Go raibh maith agat.
Many parents have outlined their daily struggle and the greater freedom-----
Go raibh maith agat. The Minister has one minute.
----- having access to a wider protein diet would have-----
The Deputy will have another minute.
----- if Kuvan were authorised. I know the Minister is sympathetic, but we need to act soon.
I agree with pretty much everything the Deputy has said. While the PKU Association of Ireland is absolutely campaigning, as would any of us, for their loved ones to have access to this drug, it is also making the broader point about the need to review the equality in the assessment process for rare diseases. I assure the House that process is under way with a new working group of the NCPE.
As I did in my original answer, I assure people, who are wondering about the availability of Kuvan, that this process has not ended.

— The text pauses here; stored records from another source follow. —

PR #753, opened 2026-07-18
Add shared-schema (fs_id) foundation and minimal shared-DB mode

mornyx:
## Summary

Implements the first phase of the tenant-DB shared-schema redesign plus the **minimal shared-DB runtime**: tenants in an org with a registered shared-schema database are provisioned onto it instead of getting a dedicated cluster. Existing standalone tenants are fully untouched (production SQL is byte-identical, proven by the unchanged existing test suite).

Scope: identity (`fs_id`), shared-schema DDL for 31 of the 32 tenant tables, dual-shape datastore/vault layer, placement metadata, routing, shared-pool provisioning, shared-tenant lifecycle, and a local end-to-end smoke for shared mode. Migration / hotspot scheduling / fork / quota semantics / backup-restore adaptations are intentionally out of scope — but cross-tenant correctness is covered end to end (see tests).

**Design doc**: `docs/TENANT_DB_REDESIGN.md` — the full redesign proposal (English) is committed with this PR.

## What's included

**Identity**
- `fs_registry` (tenant UUID ↔ fs_id BIGINT): allocated atomically in `InsertTenant`; leader-gated startup backfill; `EnsureFsID`/`ResolveFsID`/`ResolveTenantID`.
- `db_pool` (shared DB registry: connection coords, org binding with `*` wildcard, capacity) and `tenant_placements` (fs_id → db_id, placement, schema shape) with CRUD.

**Shared schema (31 tables: core FS 9, journal 5, vault 7, git 5, fs_layer 5)**
- One canonical TiDB list per group; `PRIMARY KEY (fs_id, ...) CLUSTERED` explicit (TiDB defaults composite PKs to NONCLUSTERED). MySQL variants **derived mechanically** (strip `CLUSTERED`, `VECTOR(n)→LONGTEXT`). Per-group drift tests enforce standalone↔shared parity.
- `semantic` uses plain `VECTOR(n)` (app-managed; FTS/vector indexes in an optional TiDB-only list). `fs_events` keeps its global AUTO_INCREMENT PK + `(fs_id, seq)` index. Repair-era ALTERs folded into CREATE TABLEs.
- `llm_usage` deliberately omitted: the backend only writes tenant-DB `llm_usage` when server quota is inactive (single-tenant/local mode), which shared-schema DBs never run — central `tenant_llm_usage` is authoritative.
[...]

PR #765, opened 2026-07-21
Resolve tenant org through the RBAC cluster-list cache

mornyx:
## Summary

`firstManagedOrganization` called `ListManagedClusters` directly, bypassing the existing 1h RBAC cluster-list cache. On a provision request that checks both the warm pool (`claimAdminTenantFromPool`) and the shared-schema pool (`findSharedDBForProvision`, #753), the same credential paid one TiDB Cloud list call **per check**. Routing it through `listAllManagedClustersCached`:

The HSE has informed me that commercial negotiations are ongoing and it is also considering information it has received from patient groups, presumably including the PKU Association of Ireland.
When it comes to drug negotiations pressure is rightly put on me and on the HSE. It is important in a negotiation that companies also negotiate in the interests of patients in terms of a fair price for this country.

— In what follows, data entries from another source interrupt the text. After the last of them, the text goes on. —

PR #766, opened 2026-07-21
test: retry MySQL testcontainer start on Docker ephemeral port race

mornyx:
## Problem

CI's `make test` / `make test-failpoint` steps flake with:

```
setup mysql test instance: start mysql container: ... Error response from daemon:
failed to set up container networking: driver failed programming external connectivity on endpoint ...:
failed to bind host port for 0.0.0.0::172.18.0.2:3306/tcp: address already in use
```

Seen at least 3 times recently (runs 29730070989, 29728174538, 29696704434); re-running the job goes green.

## Root cause

The MySQL testcontainer asks Docker for an **ephemeral** host port. Under load, Docker's port allocator can lose a race (another process grabs the picked port between allocation and bind) and the container start fails. Nothing in this repo pins a fixed host port — this is a known Docker daemon flake, not a test bug.

## Fix

`internal/testmysql.Start` now retries container startup up to 3 times (2s/4s backoff) when the error matches the port-bind signature (`failed to bind host port` + `address already in use`). Any other startup error still fails immediately. Context cancellation is honored between attempts.

## Testing

- New unit test `TestIsPortBindConflict` covers the matcher (positive case mirrors the real CI error text).
- Ran a real container-backed test: `make test TEST_RUN='TestInsertAndGetNode' TEST_PKGS='./pkg/datastore/...'` → ok.
- `golangci-lint run internal/testmysql/` → 0 issues.

### DIFF
--- a/internal/testmysql/testmysql.go
+++ b/internal/testmysql/testmysql.go
@@ -36,12 +36,28 @@ func Start(ctx context.Context) (*Instance, error) {
 	ctx, cancel := context.WithTimeout(ctx, 4*time.Minute)
 	defer cancel()
 
-	c, err := tcmysql.Run(ctx,
-		"mysql:8.0.36",
-		tcmysql.WithDatabase("dat9_test"),
-		tcmysql.WithUsername("dat9"),
-		tcmysql.WithPassword("dat9pass"),
-	)
+	// The MySQL container asks Docker for an ephemeral host port, but Docker's
+	// port allocator can lose a race on busy CI runners and fail container
+	// start with "failed to bind host port ...: address already in use".
+	// Retrying picks a fresh port and is far cheaper than re-running the job.
+	var c *tcmysql.MySQLContainer
+	var err error
+	for attempt := 1; ; attempt++ {
+		c, err = tcmysql.Run(ctx,
+			"mysql:8.0.36",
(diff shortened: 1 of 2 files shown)


srstack (approved):
Reviewed (read-only diff). Small, correct, well-tested. Approving.

Retrying `tcmysql.Run` up to 3 times on Docker's ephemeral host-port bind race is a reasonable, cheap recovery for CI flakiness (vs. re-running the whole job). Good details:
- The retry is **narrowly gated**: only `isPortBindConflict(err)` retries; any other failure (image pull, etc.) breaks immediately, so a real error isn't masked by 3× the wait.
- `isPortBindConflict` requires **both** `"failed to bind host port"` and `"address already in use"`, so a generic `address already in use` without the bind context (e.g. an app-level listen) does not trigger a retry — the negative test case covers exactly that.
- Backoff respects `ctx.Done()` and the outer 4-minute timeout, so retries can't blow the deadline.
- `TestIsPortBindConflict` covers the real Docker message, nil, unrelated failure, and the near-miss — and uses `t.Errorf` per the guidelines.

Nit (non-blocking): the retry is capped at 3 attempts; if the race is somehow persistent that's still a fail, which is correct — just noting the cap is intentional and worth the inline comment it already has. LGTM.

PR #767, opened 2026-07-21
chore: drop dead meta sse_notify_outbox/llm_usage tables and unused vault_policies

mornyx:
## What

Removes three dead tables and their code paths:

1. **Meta DB `sse_notify_outbox`** — legacy central SSE notification pointer table, long superseded by `tenant_notify_outbox` + pod-to-pod push (`handleInternalSSENotify`). All production reads/writes were already gone; this drops the DDL and the deprecated helpers (`SSENotifyRow`, `InsertSSENotify`, `ListSSENotifySince`, `MaxSSENotifyID`, `DeleteSSENotifyBefore`), and fixes two stale `eventbus.go` comments that still described the old mechanism.

2. **Meta DB `llm_usage`** — legacy control-plane LLM cost ledger. The authoritative paths are `tenant_llm_usage` (raw ledger, written via `InsertCentralLLMUsage[Tx]`) and `tenant_monthly_llm_cost` (pre-aggregated counter, `IncrMonthlyLLMCost[Tx]`). Removes:
   - the meta `llm_usage` DDL,
   - `Store.InsertLLMUsage` (no production callers),
   - the SUM fallback in `Store.MonthlyLLMCostMillicents` — a missing counter row now simply returns 0, which matches the previous behavior for tenants with no usage,
   - `LLMCostCache` / `NewLLMCostCache` and the `MetaLLMUsageStore` interface in `pkg/backend` — verified via grep to have no production callers (only tests).

   The tenant-DB `llm_usage` table (used by standalone/single-tenant mode when server quota is inactive) is **not** touched.

3. **`vault_policies`** — no read or write code path exists anywhere (`pkg/vault` has no policy code at all). Drops the DDL from both the standalone and shared vault schema shapes plus all table-list references. The shared (multi-tenant) schema goes from 31 to 30 tables; comments and `AGENTS.md` updated accordingly.

Note: the DDL removal means new deployments won't create these tables. Existing deployments keep any already-created tables (no `DROP TABLE` migration is added); they are simply never touched.

## Why it's safe

- Repo-wide greps confirm zero remaining references to `sse_notify_outbox`, `SSENotify*`, meta `InsertLLMUsage`, `LLMCostCache`, `MetaLLMUsageStore`, and `vault_policies` outside of historical design docs.
- `MonthlyLLMCostMillicents` behavior is unchanged for both counter-present (returns `total_mc`) and counter-absent (returns 0) tenants.

## How tested

- `go build ./...` — clean
- `bin/golangci-lint run` — 0 issues
- `make test TEST_PKGS='./pkg/meta/... ./pkg/migrate/... ./pkg/vault/... ./pkg/tenant/...'` — pass
- `make test TEST_PKGS='./pkg/datastore/...'` — pass
- `make test TEST_PKGS='./pkg/server/...'` — pass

As the Deputy probably knows better than I do, PKU is an extraordinarily challenging condition. We have recently expanded the list of products available to PKU patients through our pharmacy and we need to do more in that regard. I will keep the Deputy informed on the process.
The cost outlined in the report for 100% uptake is relatively tiny in the health budget at €12.7 million over five years or €2.5 million a year. The European PKU society which has strongly supported the PKU Association of Ireland has made the basic point that the EU regulatory agencies approved the drug in 2009 for use in 20 European countries at the time. A range of our European partners, including France, Austria, Germany, Bulgaria and Romania as well as the US have access for parents of children with PKU. Given that there is a genetic aspect to our community, it is extraordinary that Ireland is the one country where this medicine is not available. It is potentially life changing for those 800 individuals and their families. I know the Minister is sympathetic. Many of the advocates for rare diseases have forwarded their cases to him and I have supported those also. In this instance it should be approved.
I wish to be very factual. The decision to approve or not is a matter for the HSE leadership team, which will hear from the drugs group under the legislation passed by this House. There may be a view that the process has come to an end and that is it. The NCPE has made its views known and they are a matter of public record. However, commercial negotiations are ongoing. In my 18 months as Minister for Health I have stood in this House quite a few times discussing drugs that patients have sought. Even though it looked extraordinarily difficult to obtain them, through negotiations we have managed to make drugs available. I hope we will continue to make new and innovative medicines available.
The international aspect the Deputy raised is something on which I have been working quite hard. Ireland is a very small country. While he is right in highlighting the comparative incidence of PKU, it is important that we collaborate internationally and share information with other countries on challenges we are experiencing. We need co-operate and scan the horizon jointly. In the coming weeks I hope to be able to make an announcement about how Ireland could formalise its involvement in working with other countries to get better access to new and innovative medicines and better value at the same time.